China’s smiling angel: Small victory for Yangtze River porpoise is big wave to take endangered species forward
- Conservationists hail a slowing decline in numbers of the aquatic mammal
- Human activity has played a part in fate of porpoise population

Conservationists say there are signs of hope for the Yangtze finless porpoise, the only aquatic mammal left in China’s longest river, after years of attrition from pollution, overfishing, hydroelectric dams and shipping traffic.

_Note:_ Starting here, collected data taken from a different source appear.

Issue #428, opened 2022-04-25
`OrdinalEncoder` could output -1 for unseen categories


solegalli:
The OrdinalEncoder has an errors argument which can either raise an error or output NaNs when encountering new categories. For this particular class, it'd make sense to output -1 when a new category is encoded instead of generating NaNs.

datacubeR:
@solegalli I was taking a look at this Issue and I noticed `transform` method is inherited from `CategoricalMethodsMixin`. So in order to fix this, a whole transform method should override the one in `CategoricalMethodsMixin`? Or is there a better way to do this?

solegalli:
We did this for the CountEncoder already. I think the best would be to have a look at how we implemented there?

PR #456, opened 2022-05-12
add option to encode unseen categories with zeros for `CountFrequencyEncoder`

### LINKED ISSUE #417: `CountFrequencyEncoder` could output zeros for new categories
The `CountFrequencyEncoder` has an `errors` argument which can either raise an error or output NaNs when encountering new categories. For this particular class, it'd make sense (perhaps even as a default behavior) to output zeros when a new category is encoded instead of generating NaNs.

david-cortes:
Fixes #417 

This PR adds an option for `CountFrequencyEncoder` to output an encoding result of zero when calling `transform` on new data that has categories that were not present in the training data, which makes sense for this particular class since unseen categories would have a count of zero by definition.


solegalli:
Will have a look when I am back from hols, apologies for the delay

feature_engine/encoding/count_frequency.py
```diff
@@ -145,15 +148,18 @@ def fit(self, X: pd.DataFrame, y: Optional[pd.Series] = None):
         self._get_feature_names_in(X)
 
         self.encoder_dict_ = {}
+        dct_init = defaultdict(lambda: 0) if self.errors == "zeros" else {}
 
         # learn encoding maps
         for var in self.variables_:
             if self.encoding_method == "count":
-                self.encoder_dict_[var] = X[var].value_counts().to_dict()
+                self.encoder_dict_[var] = X[var].value_counts().to_dict(dct_init)
```
solegalli, line 156: what does this do?

solegalli (commented):
Hi @david-cortes 

Thanks a lot for the changes! And apologies for the delay. I am just back from holidays and had to fix those failing tests as they were blocking all PRs.

On that front, could you please rebase the lastest version of main to this PR?

I am thinking of expanding the options to encode unseen data to more encoders:
CountFrequencyEncoder by 0 (this PR)
OrdinalEncoder by -1 (this issue #428)
TargetEncoder by mean of target for all observations (no issue yet)
WoE and PR we need to think.

So instead of calling it "zeroes" could we call the parameter "encode"?
I add more details throughout the code.

Please let me know your thoughts and if you could implement this. Thank you!

david-cortes:
Redone with the new base classes for categoricals.

feature_engine/encoding/count_frequency.py
david-cortes: It starts from a base dictionary which gets updated with the counts.

feature_engine/encoding/count_frequency.py
```diff
@@ -1,6 +1,7 @@
 # Authors: Soledad Galli <solegalli@protonmail.com>
 # License: BSD 3 clause
 
+from collections import defaultdict
```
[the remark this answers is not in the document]
david-cortes: It's a different type of dictionary that outputs zeros for entries that it doesn't know. I think it is a very good candidate to use for this PR since it makes it involve very little changes, and it's probably faster than doing checks after encoding.

feature_engine/encoding/base_encoder.py
```diff
@@ -184,31 +184,31 @@ def transform(self, X: pd.DataFrame) -> pd.DataFrame:
...
         # check if NaN values were introduced by the encoding
-        if X[self.encoder_dict_.keys()].isnull().sum().sum() > 0:
-
-            # obtain the name(s) of the columns have null values
-            nan_columns = (
-                X[self.encoder_dict_.keys()]
-                .columns[X[self.encoder_dict_.keys()].isnull().any()]
-                .tolist()
-            )
+        if self.errors != "zeros":
```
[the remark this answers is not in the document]
david-cortes: Changed it for this particular transformer.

An oxbow lake along the middle reaches of the Yangtze River is a focus for efforts to save the aquatic mammal population, put at 1,012 by the government last year.
Porpoise numbers fell by nearly half from 2006-2012 to an estimated 1,040. But the rate of decline has slowed markedly since then, suggesting that conservation measures may be effective.
Glimpses of the Yangtze finless porpoise, known in Chinese as the “smiling angel” for its perma-grin, are rare. But introduction of porpoise to several conservation areas off the busy river meant, researchers said, that its numbers were increasing.
About 30 to 40 porpoise were taken to the Tianezhou Oxbow Nature Reserve in central China’s Hubei province, a curving lake linked to the Yangtze by a stream, in the early 1990s. There are now about 80.
“We found out animals cannot only survive but also reproduce naturally and successfully at Tianezhou. That’s very encouraging,” said Wang Ding, 60, a porpoise expert with the Chinese Academy of Sciences.